Der Unterschied zeigt sich auch in der Menge der Kandidaten. Ein Einkäufer holt für einen Artikel selten mehr als eine Handvoll Angebote ein, jede zusätzliche Anfrage kostet Zeit und Aufwand beim Lieferanten. Ein Sprachmodell kennt diese Grenze nicht. Es kann für denselben Preis zehn oder tausend Versuche erzeugen.
Eine verwandte Funktion, die Artikelverfügbarkeitsprüfung, geht in dieselbe Richtung. Bei drohendem Lieferengpass schlägt das System mehrere Lösungsoptionen vor, etwa Alternativartikel oder Bestände in anderen Lagern, aus denen der Bearbeiter wählt.
Ein Gedankenexperiment: gelernte Kriterien statt fester Schwellen
Bis jetzt nicht in SAP Business One enthalten, aber mit KI durchaus denkbar: Neben Preis und Termin tritt ein weiteres, lernfähiges Kriterium, das aus früheren Lieferantenbeurteilungen – wie Liefertreue oder Reklamationsquote – abgeleitet wird.
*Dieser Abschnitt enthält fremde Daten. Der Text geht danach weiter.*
Issue #941, opened 2021-08-05
Implement ability to rename a realm


jonkoops:
In the old admin console it's possible to rename the realm. However in our version this field has been explicitly disabled.

PR #1001, opened 2021-08-12
made realm name editable

edewit:
fixes: #941

### DIFF
--- a/src/context/realm-context/RealmContext.tsx
+++ b/src/context/realm-context/RealmContext.tsx
@@ -45,14 +45,10 @@ export const RealmContextProvider: FunctionComponent = ({ children }) => {
   useEffect(() => adminClient.setConfig({ realmName: realm }), [realm]);
 
   const set = (realm: string) => {
-    if (
-      realms.length === 0 ||
-      realms.findIndex((r) => r.realm == realm) !== -1
-    ) {
-      recentUsed.setRecentUsed(realm);
-      setRealm(realm);
-    }
+    recentUsed.setRecentUsed(realm);
+    setRealm(realm);
   };
+
   return (
     <RealmContext.Provider
       value={{
@@ -60,6 +56,9 @@ export const RealmContextProvider: FunctionComponent = ({ children }) => {
         setRealm: set,
         realms,
         refresh: async () => {
+          //this is needed otherwise the realm find function will not return
+          //new or renamed realms because of the cached realms in the token (perhaps?)
+          await adminClient.keycloak?.updateToken(Number.MAX_VALUE);
           const list = await adminClient.realms.find();
           updateRealmsList(list);
         },
--- a/src/realm-settings/RealmSettingsSection.tsx
+++ b/src/realm-settings/RealmSettingsSection.tsx
@@ -6,6 +6,7 @@ import {
   DropdownItem,
   DropdownSeparator,
   PageSection,
+  Spinner,
   Tab,
   Tabs,
   TabTitleText,
@@ -26,7 +27,7 @@ import { useRealm } from "../context/realm-context/RealmContext";
 import { useServerInfo } from "../context/server-info/ServerInfoProvider";
 import { LocalizationTab } from "./LocalizationTab";
 import { useWhoAmI } from "../context/whoami/WhoAmI";
-import { KEY_PROVIDER_TYPE, toUpperCase } from "../util";
+import { convertToFormValues, KEY_PROVIDER_TYPE, toUpperCase } from "../util";
 import { RealmSettingsEmailTab } from "./EmailTab";
 import { EventsTab } from "./event-config/EventsTab";
 import { RealmSettingsGeneralTab } from "./GeneralTab";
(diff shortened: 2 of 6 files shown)


src/context/realm-context/RealmContext.tsx
```diff
@@ -45,21 +45,20 @@ export const RealmContextProvider: FunctionComponent = ({ children }) => {
...
   return (
     <RealmContext.Provider
       value={{
         realm,
         setRealm: set,
         realms,
         refresh: async () => {
+          //this is needed otherwise the realm find function will not return
+          //new or renamed realms because of the cached realms in the token (perhaps?)
+          await adminClient.keycloak?.updateToken(Number.MAX_VALUE);
```
jonkoops, line 61: That's interesting :thinking:

src/realm-settings/RealmSettingsSection.tsx
```diff
@@ -272,35 +297,33 @@ export const RealmSettingsSection = () => {
...
-                  >
-                    <KeysProvidersTab
-                      realmComponents={realmComponents}
-                      keyProviderComponentTypes={kpComponentTypes}
-                      refresh={refresh}
-                    />
-                  </Tab>
-                </Tabs>
-              )}
+                  <KeysListTab realmComponents={realmComponents!} />
```
jonkoops, line 311: If the aforementioned statement is changed there is no need to use a non-null assertion here.
```suggestion
                  <KeysListTab realmComponents={realmComponents} />
```

src/realm-settings/RealmSettingsSection.tsx
```diff
@@ -272,35 +297,33 @@ export const RealmSettingsSection = () => {
...
+                </Tab>
+                <Tab
+                  id="providers"
+                  data-testid="rs-providers-tab"
+                  aria-label="rs-providers-tab"
+                  eventKey={1}
+                  title={<TabTitleText>{t("providers")}</TabTitleText>}
+                >
+                  <KeysProvidersTab
+                    realmComponents={realmComponents!}
```
jonkoops, line 321: If the aforementioned statement is changed there is no need to use a non-null assertion here.
```suggestion
                    realmComponents={realmComponents}
```

src/realm-settings/RealmSettingsSection.tsx
```diff
@@ -317,24 +340,20 @@ export const RealmSettingsSection = () => {
...
-                  reset={() => resetForm(realm)}
-                  realm={realm}
-                />
-              )}
+              <LocalizationTab
+                key={key}
+                refresh={refresh}
+                save={save}
+                reset={() => resetForm(realm)}
+                realm={realm!}
```
jonkoops, line 348: If the aforementioned statement is changed there is no need to use a non-null assertion here.
```suggestion
                realm={realm}
```

src/realm-settings/RealmSettingsSection.tsx
```diff
@@ -354,7 +373,10 @@ export const RealmSettingsSection = () => {
               aria-label="tokens-tab"
               title={<TabTitleText>{t("realm-settings:tokens")}</TabTitleText>}
             >
-              <RealmSettingsTokensTab reset={() => resetForm(realm)} />
+              <RealmSettingsTokensTab
+                realm={realm!}
```
jonkoops, line 377: If the aforementioned statement is changed there is no need to use a non-null assertion here.
```suggestion
                realm={realm}
```

src/realm-settings/TokensTab.tsx
```diff
@@ -70,36 +69,15 @@ export const RealmSettingsTokensTab = ({
     javaKeystoreAlgOptions!
   );
 
-  const form = useForm<RealmRepresentation>();
-  const { control } = useFormContext();
+  const form = useFormContext<RealmRepresentation>();
+  const control = form.control;
```
jonkoops, line 73: You can use destructuring to shorten this statement. In fact we might actually want to create an ESLint rule for this (that's for another time).

```suggestion
  const { control } = form;
```

jonkoops (changes requested):

src/context/realm-context/RealmContext.tsx
edewit: The token contains realm and access information if we don't refresh it after a realm has been created you get errors

jonkoops (approved):

ssilvert:
13 Realm Settings tests are failing.  I'm re-running the tests but that probably won't fix the problem.

jonkoops:
@stianst This is a known issue, looks like some of the review suggestions have broken the tests.

edewit:
@ssilvert I thought I fixed it yesterday, but guess it's not enough I'll have another look

src/realm-settings/TokensTab.tsx
```diff
@@ -70,36 +69,15 @@ export const RealmSettingsTokensTab = ({
...
   const offlineSessionMaxEnabled = useWatch({
     control,
     name: "offlineSessionMaxLifespanEnabled",
     defaultValue: realm?.offlineSessionMaxLifespanEnabled,
   });
 
-  const setupForm = (realm: RealmRepresentation) => {
-    const { ...formValues } = realm;
-    form.reset(formValues);
-    Object.entries(realm).map((entry) => {
```
jenny-s51, line 85: This was needed here in order to populate the last four fields of the form

jenny-s51 (commented):
Looks and works great @edewit! However removing the `setupForm` from the TokensTab causes the last four fields of the tokens settings to not be populated with the data from the server

mfrances17 (approved):
LGTM - code looks fine, and testing worked as expected

src/realm-settings/TokensTab.tsx
edewit: I moved it to the `RealmSettingsSection.tsx`

jonkoops:
@edewit Looks like the tests are still failing? I've ran it a couple of times, but always seems to fail.

edewit:
yes it seems that it doesn't save the `IdP account email verification` token is not saved, but it's also broken on master

jenny-s51 (approved):
Looks great!

jonkoops (approved):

Ein preislich attraktives Angebot eines unzuverlässigen Lieferanten würde so nicht mehr automatisch an erster Stelle landen.
Das Risiko dabei: Historische Daten tragen auch frühere Nachlässigkeiten oder bloße Gewohnheiten in die Zukunft. Ein etablierter Lieferant könnte bevorzugt bleiben, obwohl ein neues Angebot objektiv besser ist.
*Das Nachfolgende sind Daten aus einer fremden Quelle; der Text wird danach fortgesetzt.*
Issue #2, opened 2026-08-06
Part I implementation plan


ralexstokes:
The Part I implementation plan: a working companion to `SPEC.md`,
sufficient to start building. Its prerequisite is satisfied: the repository
is bootstrapped, both temporary D.3 guardrails are active on the near-empty
workspace, and the def-construction coherence and trait-spelling compiler
findings are recorded in `SPEC.md` §8 and §4.1. This file begins where code
begins: milestones M1–M5.

`SPEC.md` is the behavioral reference and wins any disagreement; this
file adds *order, module boundaries, and per-milestone obligations*, not
new semantics. Section references (`§n`) and invariant numbers (`§13.n`)
point into `SPEC.md`. The milestone structure and exit criteria are
normative; the module topology and work breakdowns are informative —
reshape them freely if the spike teaches better shapes.

## Ground rules

These apply from the first commit; they are the §1 constraints most easily
lost by drift, restated as working agreements:

1. **Layers in order** (§1): L1 engine → L2 raw actor + mailbox → L3
   handler actor → L4 observation. Each layer complete — including its
   invariant tests — before the next begins. No actor *execution or
   mailbox mechanics* in L1 — §1's boundary is execution, not
   vocabulary: L1 models the child kinds and carries their declared
   policy (mailbox settings included) as plain data.
2. **Pure core, mutable shell** (§1): decision modules are synchronous
   state machines — `step(&mut state, event, &mut impl EffectSink)`; no
   awaits, clock reads, randomness, channel ops, or spawns; `now` and
   jitter samples arrive as data. Only the driver shell touches the `runtime`
   module. During initial development the temporary D.3 clause-2 lint enforces
   this boundary, and M1's exit criterion requires the ladder, funnel,
   intensity, and backoff to be tested by driving the state machine
   directly.
3. **Policies are plain data** (§1): `Clone`/`Debug`/`Eq` structs and
   enums with pure derivation functions only. No trait objects, callbacks,
   or builder side effects.
4. **One primitive per concept** (§1): before writing a second staleness
   check, take-once flag, exit path, or readiness mechanism, find the
   first one. The consuming-owned-value shape (drop = fallback effect) is
   built once and reused: construction closures, cancel guards, readiness
   tokens, exit-report tokens (§4.2, §7).
5. **Spec-first conformance**: every §13 invariant lands as a test in the
   milestone that makes it satisfiable, using the shared test toolkit already
   in the workspace. A milestone is not done because its code exists; it is
[...]

PR #3, opened 2026-08-07
M1: implement supervision engine and tasks

ralexstokes:
Implements M1 of #2 and establishes the base of the M1–M5 stacked PR series.

## What changed

- Added opaque membership/incarnation fencing with fail-closed exhaustion.
- Added validated supervision policies, readiness, shutdown, restart, intensity, and mailbox declaration data.
- Added typed exit classification, the owned report path, pure ladder/funnel/intensity/backoff state machines, and deterministic event arbitration.
- Added the mutable runtime driver, ordered and dynamic tree façades, restartable and one-shot tasks, exact dynamic admission/removal semantics, recursive shutdown, and startup rollback.
- Recorded the resolved §14.2 arbitration order in `SPEC.md`.
- Added the exit-path no-downcast guard and hardened the rustdoc runtime-reachability guard against generated blanket impls.
- Added the complete M1 invariant suite for lifecycle, readiness, dynamic membership, resources, subtree supervision, and task ownership.

## Why

M1 is the runtime-independent supervision and task layer required before mailbox and actor execution can be built. It closes the task/scope portions of the v0 invariants while preserving the runtime boundary and leaving actor mechanics for M2/M3.

## Developer impact

This introduces the initial public tree/task API and the internal engine/driver foundation. Later milestones will stack on this branch: M2 raw actors/mailboxes, M3 handler actors, M4 observation, and M5 acceptance scenarios/docs.

## Validation

- `./scripts/dev just ci` — 80 tests plus fmt, clippy, docs, rustdoc API reachability, runtime-path, exit-path, and nixfmt checks
- `./scripts/dev just ci-nix` — authoritative clean Nix lane


ralexstokes:
## Adversarial review

Reviewed the M1 engine against SPEC (§3, §6, §7, §9, §10, §13). The core design holds up well under adversarial reading — the pure-core/mutable-shell split is genuinely honored (no clocks/awaits/channels in decision modules), the single `Fence` primitive is real (saturating, poisoned terminal, fail-closed `supersedes`), and the arbitration table, intensity edges, readiness gating, and stop ladder all match the spec. The defects found were concentrated in the abnormal-teardown periphery of the driver shell — every one was a path where the driver stops running while shared cells still owe someone a completion.

### Findings (all fixed in 5883050)

1. **Critical — remove() racing a queued split `define` panicked the scope driver.** `handle_admission` consumed the slot via the panicking `take_definition`; a removal that landed between the admission's first poll and the driver dequeuing it left the slot `Lowered`, so the driver died with "a tree was lowered more than once", orphaning the whole scope and hanging the admission future. §13.12 mandates this exact race resolve `NotAdmitting(ReservationEnded)` while the scope keeps admitting. Fixed by consuming via `take_defined` (None on `Lowered` → the mandated rejection). Regression: `removal_of_a_polled_split_definition_keeps_the_scope_admitting` (deterministic; reproduced pre-fix).

2. **Major — hard-aborted scopes stranded their descendants.** `ScopeRuntime::Drop` aborted active children but never terminalized their member cells, and the exit monitor silently discarded its event when the driver's channel was gone. Result: `TaskRef::wait()`/`wait_stopped()` hung forever and `shutdown()` reported success while stranding descendants — §13.7's "exactly one published exit per incarnation, on every path including abort" and §13.2's "terminality is the only hard send failure" both broken. Fixed twice over: `Drop` now terminalizes active children (`Aborted`), and the monitor publishes terminality itself when its send fails (post-join, per §7's two-phase rule). Regression: `hard_aborted_subtree_descendants_still_publish_exits` (hung pre-fix).

3. **Major — lost wakeup for `shutdown_and_wait` on a restarting scope.** Waiters park on the scope signal but exit on *member* terminality; a parent drain that terminalized a scope membership in its restart window pulsed only `member.changed`, never the scope signal → permanent hang. The scope cell now registers its signal for member terminality. Regression: `shutdown_and_wait_wakes_when_a_parent_drain_terminalizes_a_restarting_subtree` (hung pre-fix).

4. **Major — admission/removal responses dropped unresolved.** An `AdmissionRequest` successfully enqueued but never dequeued (driver returned or hard-aborted with events buffered) left its caller awaiting forever. `AdmissionRequest` now resolves its response on drop (`complete` is first-wins, so normal handling is unaffected), and `DynamicControl::close` completes in-flight removals — §13.12's "dynamic mutations resolve on every path".

5. **Minor — incarnation-mint exhaustion wedged startup.** The §3.1 exhaustion path terminalized the membership but never routed the terminal outcome anywhere, so an ordered scope waited forever on its cursor child. Now routed through the same paths as a terminal exit (`fail_startup` / drain advance). Unreachable at u64 scale; fixed because the codebase takes the theoretical contract seriously elsewhere.

6. **Test gaps closed:** `Shutdown::Abort` yielding `Aborted { after_grace: false }` (no grace ever ran), and completion during the tidy beat classifying `Completed` + `cancelled: true` rather than policy-pre-decided `Aborted` (§10/§13.10 edges).

Verified sound (attempted and failed to break): fencing saturation and cross-scope fail-closed comparison, membership-before-placement and reservation terminalization, exit-classification precedence and the report-token consume-or-fallback, intensity window edges (tripping charge counted, trip never spawns), reverse-order teardown with join-before-advance, level-triggered shutdown latches including the pending-incarnation stop latch, per-incarnation readiness re-arm, and Appendix A defaults.

ralexstokes:
Addressed the Codex findings:

- **Publish terminality only after driver cleanup** — real, and it is a facet of the teardown-obligation restructure: tracked on #17 (with an added acceptance criterion: after `shutdown()`/`wait()` returns, no driver task or teardown state remains live). Not patched here because a correct fix is the #17 ordering/join structure, not another ad-hoc sequencing tweak.
- **Mark locally requested subtree shutdowns as cancelled** — checked and the premise doesn't hold on this commit: every self-requested shutdown enters the driver loop through `Pending::Shutdown`, whose intake fires the incarnation's cancel latch before draining (driver.rs, the `Pending::Shutdown` arm), so the `ShutdownRequested → Ok(())` arm in `run_nested_tree` is only ever reached with the latch already fired. Verified empirically: a `ScopeRef::request_shutdown()` stop pre-parent-startup classifies `Completed { cancelled: true }` with no code change. Since nothing pinned this, 8494400 adds `locally_requested_subtree_shutdown_reads_cancelled` as a regression test instead of a second firing site.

Dieser Verzerrungseffekt lässt sich jedoch gezielt auffangen, indem das System mehrere Kriterien parallel prüft und ausweist. Statt einer starren Automatisierung erhält der Einkauf eine mehrdimensionale Entscheidungsgrundlage: Die bewährte, transparente Logik bleibt sichtbar, während das Wissen aus der Vergangenheit ergänzend unterstützt.
Für wen sich das lohnt
Dieser Artikel richtet sich an Geschäftsführer und CFOs im Umfeld von SAP Business One, die verstehen wollen, wie viel von “mehr KI-Rechenleistung” tatsächlich Substanz hat, bevor sie über Budget oder Lizenzstufen entscheiden. Wer kein SAP Business One einsetzt, kann die Erklärung zu Repeated Sampling trotzdem mitnehmen; der SAP B1 entfällt dann. Wer eine konkrete Kaufempfehlung oder einen Produktvergleich sucht, wird hier leider nicht fündig. Wer aber ein bisschen den Vorhang zur Seite schieben will im KI-Theater, hoffe ich, findet hier einen ersten Blick auf die Hintergründe.